Billy Casper is 15 and by his own admittance is always getting into trouble or ‘bother for nowt’. He gets picked on a lot, particularly by his elder brother Jud who between punches taunts Billy that he will soon be old enough to join him down the coal mine. Set in 1960s Barnsley, going down the mine is a bleak life sentence for nature loving Billy. When Billy goes to find a kestrels nest he glances down at a blade of grass bent to the ground by a dew drop, ‘a tuft of silver fire’ (31). Billy notices details and seems to come alive when he is amongst the ‘fields and fences and hedgerows.’ There are several touching passages in the book, most when Billy has the sympathetic ear of teacher Mr Farthing. He tells Farthing about how he trains the Kestrel and flies it everyday, how he feeds her and earns her trust. There is hope that Mr Farthing will rescue Billy from his predicted future and encourage him to get a job outdoors but Jud stands firmly in the way. When Billy uses Jud’s betting money to buy fish and chips and some meat for the bird, Jud goes on the rampage. The wait for his revenge is excruciating as Billy is forced to succumb to the bullying of his PE teacher who forces him to stand in a cold shower as revenge from throwing a football game. When Billy finally makes it home he finds Jud has killed the bird.

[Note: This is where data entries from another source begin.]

PR #757, opened 2026-09-14
feat: add lacework_integration_{aws,azure}_fortidspm resources

cstrace-ftnt:
***Issue***: https://lacework.atlassian.net/browse/DSPM-13

***Description:***

**What**

Three resources for DSPM cloud accounts that FortiDSPM manages itself, plus the go-sdk bump (v2.15.1 → v2.17.0, re-vendored) that carries their API types.

- `lacework_integration_aws_fortidspm` / `lacework_integration_azure_fortidspm` create a DSPM cloud account (`AwsDspm` / `AzureDspm` type) with only the account identity and the regions: AWS account id, or Azure tenant id and optional subscription id. There is no customer bucket and no cross-account credentials — FortiDSPM pushes scan results to Lacework itself. On create, api-server asks FortiDSPM for a deployment and the resource exposes it as computed attributes keyed by region, which is the shape Terraform `for_each` needs: `deployment_id`, `activation_tokens` (sensitive), `image_ids` (AWS AMI ids), `image_urls` (sensitive, Azure signed VHD URLs), `hyperv_generations`, `token_expires_in`, `image_url_expires_in`.
- `lacework_fortidspm_deployment_status` reports the Terraform outcome for one integration to FortiDSPM through `PUT /api/v2/FortiDspm/deployments/{intgGuid}/status`: overall status, per-region status with the scan engine's instance id / IPs / role, and an optional error. Create and Update both report; Read and Delete are no-ops because the report is write-only and the integration's own delete tells FortiDSPM the deployment is gone.

**How**

The two integration resources follow `lacework_integration_aws_dspm` / `lacework_integration_azure_dspm`: same CRUD shape, same `retries` / `enabled` handling, `CloudAccounts.CreateAwsFortiDspm` / `CreateAzureFortiDspm` / `GetAwsFortiDspm` / `GetAzureFortiDspm` from go-sdk. The deployment is issued once at create time and is not returned by later reads, so Read only refreshes the identity fields and leaves the deployment attributes in state. The status resource's arguments reference the scan engine resources, so Terraform orders it after they exist; an apply that fails earlier never reports, which is the agreed behaviour with FortiDSPM.

**Notable**

- The existing `lacework_integration_aws_dspm` / `lacework_integration_azure_dspm` resources are unchanged.
- go-sdk v2.17.0 (lacework/go-sdk#1861) is the only dependency change; `go mod vendor` added `api/cloud_accounts_fortidspm.go` and touched `api/api.go`, `api/version.go` and `modules.txt`.
- Docs for the three resources are under `docs/resources/`.

***Additional Info:***

- `go build ./...`, `make fmtcheck` and the unit tests pass against the released v2.17.0 (no local replace).
- End to end with a provider built from this branch: a customer-style `terraform apply` of `terraform-azure-fortidspm` created the integration through `lacework_integration_azure_fortidspm`, copied the VHD from the returned `image_urls`, built the image and VM, and `lacework_fortidspm_deployment_status` reported `succeeded` for `westus2`; `terraform destroy` removed the resources and the integration. The same provider drove the Cloud Accounts wizard through self-deployment for AWS (`us-west-2`, scan engine activated against FortiDSPM) and Azure.
- The `terraform-{aws,azure}-fortidspm` modules that consume these resources are in separate PRs and pin `lacework >= 2.6.0` once this ships.


PengyuanZhao (approved):

lacework/resource_lacework_fortidspm_deployment_status.go
```diff
@@ -0,0 +1,147 @@
...
+			Region:              r["name"].(string),
+			Status:              r["status"].(string),
+			InstanceID:          r["instance_id"].(string),
+			PrivateIP:           r["private_ip"].(string),
+			NatGatewayPublicIP:  r["nat_gateway_public_ip"].(string),
+			IamRoleArn:          r["iam_role_arn"].(string),
+			IdentityPrincipalID: r["identity_principal_id"].(string),
+		})
+	}
+	if msg := d.Get("error_message").(string); msg != "" {
```
lokesh-vadlamudi: nit:
is this a better alternative?
phase, msg := d.Get("error_phase").(string), d.Get("error_message").(string)
if phase != "" || msg != "" {
        report.Error = &api.FortiDspmDeploymentError{Phase: phase, Message: msg}
}

lokesh-vadlamudi (commented):
LGTM

lacework/resource_lacework_fortidspm_deployment_status.go
cstrace-ftnt: Good call, adopted as suggested in 9693d09.

lokesh-vadlamudi (approved):

PR #193, opened 2017-08-18
Replace kotlin-test with kotlin-test-junit

Egorand:
IDEA says "kotlin-test-junit is better with junit"


JakeWharton:
If this ever becomes a multiplatform project we can switch back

I first came to know this book by the film, Kes, directed by Ken Loach in the early seventies. The scene, that stuck in my mind was of course, when Billy finds his the bird dead in a bin. It was hard to shake that image when I started the book. This edition with cover art by tattooist Kyler Martz, includes an afterward by Barry Hines who writes about its harsh reality and the determination not to turn it into a ‘Walt Disney boy and his pet’ type of story when filmed. You can trust Ken Loach not to Disney-fi anything but it does lead me to think about alternate endings for this book. What if Billy had fought Jud to protect the bird? What if Jud had gone to kill the bird only to be found entranced and awestruck by its beauty and majesty? I feel for Billy, trapped in his own cage and only wish Hines had given him the key so he could have been the one to fly. 

The Ghost’s Child by Sonya Hartnett. Illustrated by Jon McNaught.

“Matilda had lived for seventy-five years, and she wasn’t afraid of bad news. She had heard it before, and she had always survived it, and she’s learned that bad news is part of being alive, and thus should not be resented” (15).  A visitation from a boy prompts Matilda to reflect on her life, her love and regrets. With big questions throughout the story, this philosophical, whimsical tale may just have enough magic and romance to enchant a teen. The writing is beautiful. Matilda falls in love but her partner, Feather, seems too wild for her domestic life. She compares Feather to  animals in the zoo.

“He walked around the garden as if the pickets were a row of steel bars. He dug the soil and cleaned the birdbath and swept leaves from the door. The sight of him dutifully fulfilling his days made Maddy feel sunken and hollow. She remembered the zoos she had visited on her hunt for beauty – the wolves pacing stone, the waxen starfish behind glass. The animals had been netted from the jungles and plains, the sea creature scooped from the waves. Somehow they had all been corned and trapped. Maddy had her own beautiful thing now, something she had cornered and trapped” (100).

“He might have had a proper name, but she always called him Feather” (61).

“…The world changes when something in it is loved” (66).

This is a book I would definitely read again. I imagine you see can see yourself within the story at different points of Matilda’s life from her childhood when she thought an adult had all the answers to her hopes and dreams in her youth, disappointing her parents and the devastating loss of her own child and her relinquishment of her soul mate who she couldn’t bare to see unhappy. It packs a lot into its 192 pages and with beautiful illustrations from Jon McNaught (who worked with Hartnett in The Midnight Zoo) this gentle book is a gem.